Some of my long-time readers know that I originally wrote a lot of stories about what it was like to live with a person with Down Syndrome, and some have even commented that they really miss my “Walker Stories”. Well, life settled down to a fairly predictable boredom over the past several years, so I branched out and rattled on about anything and everything.
My recent surgery, however, precipitated some ripples at home, and I’m back to my primary concern…living with Walker.
After two knee replacements and a few out of town trips, Walker had gotten used to coping with his predictable world being a little less so for short periods of time. I usually make sure that his needs are covered and have plans in place to make sure he will be safe and well cared for. I noticed a difference in Walker just before our last trip, a short one to Montgomery a few weeks ago. The night before we left he questioned me repeatedly about what he would have on hand to eat, who would be covering for me, etc. I realized that I probably hadn’t left enough microwave ready food that would appeal to him, so found myself flipping burgers to leave in the fridge at bedtime the night before we left. After I showed him his choices, he seemed to relax about everything but breakfast, which has become a bit of an issue in the past year.
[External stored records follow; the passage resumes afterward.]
Issue #944, opened 2015-11-28
Tarifit (rif)


RyckRichards:
* Language name: Tarifit
* Language info: http://www-01.sil.org/iso639-3/...ion.asp?id=rif // https://en.wikipedia.org/wiki/Riffian_language
* ISO 639-3 code: rif
* Public List: https://tatoeba.org/eng/sentences_lists/show/4976
* Icon: https://upload.wikimedia.org/wikipedia/commons/thumb/6/61/Flag_of_the_Republic_of_the_Rif.svg/900px-Flag_of_the_Republic_of_the_Rif.svg.png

For a long, long time, Walker’s preferred breakfast was two Jimmy Dean sausage biscuits which he microwaved for himself and went off to work with something in his tummy that would last till his rather late lunch break. Then one day he noticed that the package described the biscuits as “snack size”. They were the same biscuits, just as greasy and cholesterol filled as before, but now they were declared not to be suitable as breakfast. We reached a truce about my being a short order breakfast cook, and I agreed to fix him something two or three days a week while we looked for a suitable breakfast that he could fix for himself. (Cereal does not suit him…so don’t even suggest that one.)
Then I ended up having kidney surgery last week, and being kind of under the weather even after I got home. He has questioned me daily about what I might feel like cooking, which was actually not very much, but I did put some blueberry muffins in yesterday, and there were enough left over for today. Not acceptable…he really was craving waffles. He settled for a couple of Pop Tarts. It wasn’t a work day, and he’ll eat lunch at a normal time, so I kind of forgot about it.
A little later he came down and asked, “Which knee is it?” perhaps trying to figure out if I’d grown a third leg. I told him it wasn’t my knee this time, but that I had a kidney cancer removed, and it left my tummy pretty sore. “Cancer?’ he commented, looking a bit alarmed.
“Yeah, but it’s all gone now, and I’ll be fine. I just need some time to get better.” With a shrug he was gone again.
All this has led me back to being concerned for his welfare when the time finally comes that I don’t dodge the bullet. How do I prepare him for the likelihood that I might not always be around to fix his breakfast without scaring him to death. We’ll figure it out, I’m sure, but I realized that my boy-man still needs his mama right now. Maybe I’ll make those waffles tomorrow. I feel privileged to be able to do it for now.